Kaidong Chai is a Master’s student in Computer Science at the University of Massachusetts Amherst. He received his Bachelor’s degrees in Computer Science and Mathematics from the University of Massachusetts Amherst in 2022. He has engaged in research related to massive data generation and processing, human pose estimation, and educational technology. His research interests include computer vision, machine learning, and distributed systems.
M.S. in Computer Science, 2024
University of Massachusetts Amherst
B.S. in Computer Science, 2022
University of Massachusetts Amherst
B.S. in Mathematics, 2022
University of Massachusetts Amherst
Dynamic Vision Sensor (DVS)-based solutions have recently garnered significant interest across various computer vision tasks, offering notable benefits in terms of dynamic range, temporal resolution, and inference speed. However, as a relatively nascent vision sensor compared to Active Pixel Sensor (APS) devices such as RGB cameras, DVS suffers from a dearth of ample labeled datasets. Prior efforts to convert APS data into events often grapple with issues such as a considerable domain shift from real events, the absence of quantified validation, and layering problems within the time axis. In this paper, we present a novel method for video-to-events stream conversion from multiple perspectives, considering the specific characteristics of DVS. A series of carefully designed losses helps enhance the quality of generated event voxels significantly. We also propose a novel local dynamic-aware timestamp inference strategy to accurately recover event timestamps from event voxels in a continuous fashion and eliminate the temporal layering problem.
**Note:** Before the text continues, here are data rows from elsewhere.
PR #3373, opened 2023-06-21
⏪  ESM condition loop order

### LINKED ISSUE #3371: Module resolution issue: axios fails with "Adapter 'http' is not available in the build"

0.6.9

Darwin 22.5.0 arm64 arm

This is actually quite easy to reproduce. Run the following lines in your shell and you'll see the error:

```
mkdir bunVsAxios && cd bunVsAxios
bun init -y
bun install resend
cat <<EOT > index.ts
import resend from "resend";

const client = new resend.Resend("re_xxx");

await client.sendEmail({
  from: "hello@example.net",
  to: "world@example.net",
  subject: "Hello World!",
  text: "Hello World!",
});
EOT
bun run index.ts
```

It's a fresh bun project with [resend-node](https://github.com/resendlabs/resend-node) installed, which uses axios internally. A simple API call triggers the error.

Here's the code for `index.ts` itself in case you don't want to copy&paste the script above:

```
import resend from "resend";

const client = new resend.Resend("re_xxx");

await client.sendEmail({
  from: "hello@example.net",
  to: "world@example.net",
  subject: "Hello World!",
  text: "Hello World!",
});
```

Request is sent with axios without adapter errors.

### What do you see instead?

```
error: Adapter 'http' is not available in the build
      at /playground/bunVsAxios/node_modules/axios/dist/browser/axios.cjs:2444:12
      at /playground/bunVsAxios/node_modules/axios/dist/browser/axios.cjs:2499:18
      at request (/playground/bunVsAxios/node_modules/axios/dist/browser/axios.cjs:2859:16)
      at httpMethod (/playground/bunVsAxios/node_modules/axios/dist/browser/axios.cjs:2898:13)
      at wrap (/playground/bunVsAxios/node_modules/axios/dist/browser/axios.cjs:6:11)
      at /playground/bunVsAxios/node_modules/resend/build/src/resend.js:66:29
      at /playground/bunVsAxios/node_modules/resend/build/src/resend.js:8:8
      at /playground/bunVsAxiosx/node_modules/resend/build/src/resend.js:4:11
      at /playground/bunVsAxios/node_modules/resend/build/src/resend.js:122:39
      at /playground/bunVsAxios/node_modules/resend/build/src/resend.js:8:8
      at /playground/bunVsAxios/node_modules/resend/build/src/resend.js:4:11
      at /playground/bunVsAxios/index.ts:5:18
```

### Additional information

When installing and using axios directly, everything works as expected, and bun's module resolution logic apparently resolves to the correct axios export.

However, when installing a library which uses axios internally (i.e. [resend-node](https://github.com/resendlabs/resend-node) in my case), the request fails with the following error:

```
Adapter 'http' is not available in the build
```

That was weird to me initially, because resolution was fixed [some time ago](https://github.com/oven-sh/bun/pull/2673/files#diff-b5f3aea99b4d6bca1f40b379bc33eaf925dcb2816b9e74ad94a7dc638990917b), specifically mentioning axios.

However, I found that bun is actually resolving to the browser version of axios, as it can be seen in the stack trace:

```
/playground/bunVsAxios/node_modules/axios/dist/browser/axios.cjs:2444:12
```

However, I'd expect to see bun resolving to the node version of axios instead.

Jarred-Sumner:
Fixes #3371 (probably, still waiting to compile)


src/resolver/package_json.zig
```diff
@@ -1769,8 +1769,12 @@ pub const ESModule = struct {
...
                 const slice = object.list.slice();
                 const keys = slice.items(.key);
-                for (keys, 0..) |key, i| {
-                    if (r.conditions.contains(key)) {
+
+                // This looping order is really sublte and important.
+                // https://github.com/oven-sh/bun/issues/3371
+                // https://github.com/oven-sh/bun/pull/2673
+                for (r.conditions.keys()) |key| {
+                    if (strings.indexEqualAny(keys, key)) |i| {
```
Jarred-Sumner, line 1777: cc @Andarist for no reason other than I CC'd you the last time on a commit like this

Andarist: not a problem :p if you give me TLDR I can try to review this 😉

Results from rigorous validation through quantified metrics at all stages of the pipeline establish our method unquestionably as the current state-of-the-art (SOTA).
Technology-mediated dance experiences, as a medium of entertainment, are a key element in both traditional and virtual reality-based gaming platforms. These platforms predominantly depend on unobtrusive and continuous human pose estimation as a means of capturing input. Current solutions primarily employ RGB or RGB-Depth cameras for dance gaming applications; however, the former is hindered by low-light conditions due to motion blur and reduced sensitivity, while the latter exhibits excessive power consumption, diminished frame rates, and restricted operational distance. Boasting ultra-low latency, energy efficiency, and a wide dynamic range, neuromorphic cameras present a viable solution to surmount these limitations. Here, we introduce YeLan, a neuromorphic camera-driven, three-dimensional, high-frequency human pose estimation (HPE) system capable of withstanding low-light environments and dynamic backgrounds. We have compiled the first-ever neuromorphic camera dance HPE dataset and devised a fully adaptable motion-to-event, physics-conscious simulator. YeLan surpasses baseline models under strenuous conditions and exhibits resilience against varying clothing types, background motion, viewing angles, occlusions, and lighting fluctuations.